— DATA EXCERPTS —
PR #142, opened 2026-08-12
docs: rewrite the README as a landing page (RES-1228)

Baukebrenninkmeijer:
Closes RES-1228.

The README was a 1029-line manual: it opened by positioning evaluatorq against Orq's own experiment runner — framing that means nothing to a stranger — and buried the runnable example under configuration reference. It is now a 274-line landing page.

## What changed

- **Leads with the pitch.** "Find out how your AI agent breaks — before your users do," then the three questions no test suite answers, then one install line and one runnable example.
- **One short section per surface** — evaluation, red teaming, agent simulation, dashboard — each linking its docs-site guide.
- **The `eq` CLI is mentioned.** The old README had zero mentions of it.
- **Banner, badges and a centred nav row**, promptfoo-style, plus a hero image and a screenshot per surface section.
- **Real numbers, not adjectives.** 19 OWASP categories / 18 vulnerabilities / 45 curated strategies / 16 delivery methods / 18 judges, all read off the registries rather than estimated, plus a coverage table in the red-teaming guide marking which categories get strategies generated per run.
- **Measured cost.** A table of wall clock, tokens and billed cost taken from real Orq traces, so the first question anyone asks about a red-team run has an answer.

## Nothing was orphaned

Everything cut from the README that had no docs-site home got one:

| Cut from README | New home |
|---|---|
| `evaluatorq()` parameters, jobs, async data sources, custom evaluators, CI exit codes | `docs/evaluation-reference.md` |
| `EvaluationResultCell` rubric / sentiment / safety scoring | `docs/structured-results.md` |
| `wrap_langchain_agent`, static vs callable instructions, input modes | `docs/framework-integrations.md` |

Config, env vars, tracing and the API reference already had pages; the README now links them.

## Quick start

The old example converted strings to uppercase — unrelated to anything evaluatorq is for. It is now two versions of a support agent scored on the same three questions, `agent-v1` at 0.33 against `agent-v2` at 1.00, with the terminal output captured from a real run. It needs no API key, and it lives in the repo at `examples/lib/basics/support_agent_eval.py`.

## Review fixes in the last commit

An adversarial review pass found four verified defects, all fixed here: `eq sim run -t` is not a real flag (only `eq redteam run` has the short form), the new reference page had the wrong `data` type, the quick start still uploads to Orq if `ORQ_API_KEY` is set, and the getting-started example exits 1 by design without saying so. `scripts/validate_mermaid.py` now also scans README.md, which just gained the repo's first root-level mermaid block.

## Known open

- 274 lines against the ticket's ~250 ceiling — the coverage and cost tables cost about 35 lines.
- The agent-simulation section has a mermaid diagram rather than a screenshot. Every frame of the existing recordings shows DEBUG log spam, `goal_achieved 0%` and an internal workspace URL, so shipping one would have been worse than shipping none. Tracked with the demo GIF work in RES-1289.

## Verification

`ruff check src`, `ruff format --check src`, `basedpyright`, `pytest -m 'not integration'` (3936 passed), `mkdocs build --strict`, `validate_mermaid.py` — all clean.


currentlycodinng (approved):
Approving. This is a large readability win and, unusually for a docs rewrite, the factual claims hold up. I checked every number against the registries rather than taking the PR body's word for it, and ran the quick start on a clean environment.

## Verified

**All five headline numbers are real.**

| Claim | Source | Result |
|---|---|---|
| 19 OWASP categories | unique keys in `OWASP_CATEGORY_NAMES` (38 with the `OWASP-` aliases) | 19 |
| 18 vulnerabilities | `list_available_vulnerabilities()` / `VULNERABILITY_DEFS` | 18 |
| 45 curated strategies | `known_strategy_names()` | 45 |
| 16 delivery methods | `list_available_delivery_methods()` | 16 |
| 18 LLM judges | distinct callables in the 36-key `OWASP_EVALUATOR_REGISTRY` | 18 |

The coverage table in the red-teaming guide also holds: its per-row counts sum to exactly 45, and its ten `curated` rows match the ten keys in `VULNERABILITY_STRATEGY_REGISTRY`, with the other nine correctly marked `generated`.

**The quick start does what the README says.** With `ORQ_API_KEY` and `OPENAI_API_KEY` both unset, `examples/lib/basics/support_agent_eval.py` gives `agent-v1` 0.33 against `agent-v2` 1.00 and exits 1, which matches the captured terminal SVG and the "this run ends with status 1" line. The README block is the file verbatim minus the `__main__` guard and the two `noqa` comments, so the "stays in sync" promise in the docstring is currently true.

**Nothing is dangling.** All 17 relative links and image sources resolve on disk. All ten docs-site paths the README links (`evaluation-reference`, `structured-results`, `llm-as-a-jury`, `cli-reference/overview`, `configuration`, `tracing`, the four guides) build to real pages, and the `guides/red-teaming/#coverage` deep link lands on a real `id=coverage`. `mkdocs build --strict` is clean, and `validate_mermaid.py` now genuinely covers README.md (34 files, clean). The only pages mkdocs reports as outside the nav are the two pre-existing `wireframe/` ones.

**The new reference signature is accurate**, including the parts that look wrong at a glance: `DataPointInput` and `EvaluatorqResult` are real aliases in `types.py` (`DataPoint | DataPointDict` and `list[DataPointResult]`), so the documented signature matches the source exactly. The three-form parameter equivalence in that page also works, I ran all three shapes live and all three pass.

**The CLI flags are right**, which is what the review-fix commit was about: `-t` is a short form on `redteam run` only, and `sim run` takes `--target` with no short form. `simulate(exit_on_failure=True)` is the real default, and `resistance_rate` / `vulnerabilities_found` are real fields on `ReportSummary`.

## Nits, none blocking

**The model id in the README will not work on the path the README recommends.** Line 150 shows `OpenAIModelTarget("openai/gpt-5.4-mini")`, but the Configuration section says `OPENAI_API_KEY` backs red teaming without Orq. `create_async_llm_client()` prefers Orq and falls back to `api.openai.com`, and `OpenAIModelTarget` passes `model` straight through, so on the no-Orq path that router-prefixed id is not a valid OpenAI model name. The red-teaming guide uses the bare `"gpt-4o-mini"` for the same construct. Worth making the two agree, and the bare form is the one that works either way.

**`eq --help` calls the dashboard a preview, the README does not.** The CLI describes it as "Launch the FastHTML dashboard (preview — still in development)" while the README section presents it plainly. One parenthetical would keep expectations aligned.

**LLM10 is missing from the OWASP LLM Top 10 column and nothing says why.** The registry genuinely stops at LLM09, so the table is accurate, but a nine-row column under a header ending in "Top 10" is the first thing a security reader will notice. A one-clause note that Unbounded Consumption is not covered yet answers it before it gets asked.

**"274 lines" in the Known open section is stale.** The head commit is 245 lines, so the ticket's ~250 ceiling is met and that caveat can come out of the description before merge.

— TASK —
All lines in the listing above from the line containing "numbers are real.**" to the line containing "18 vulnerabilities |", inclusive, should be retyped exactly; no other lines should appear.

— FINISHED TASK —
**All five headline numbers are real.**

| Claim | Source | Result |
|---|---|---|
| 19 OWASP categories | unique keys in `OWASP_CATEGORY_NAMES` (38 with the `OWASP-` aliases) | 19 |
| 18 vulnerabilities | `list_available_vulnerabilities()` / `VULNERABILITY_DEFS` | 18 |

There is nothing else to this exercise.